● TASK TO CARRY OUT: Repeat every line of the material that follows, word for word.

BEGIN THE DATA

PR #745, opened 2021-03-30
sst: add total bytes and total kvs into SSTMeta

3pointer:
Part of https://github.com/pingcap/br/issues/964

END THE DATA

● RESULT FOR THIS EXERCISE:
PR #745, opened 2021-03-30
sst: add total bytes and total kvs into SSTMeta

3pointer:
Part of https://github.com/pingcap/br/issues/964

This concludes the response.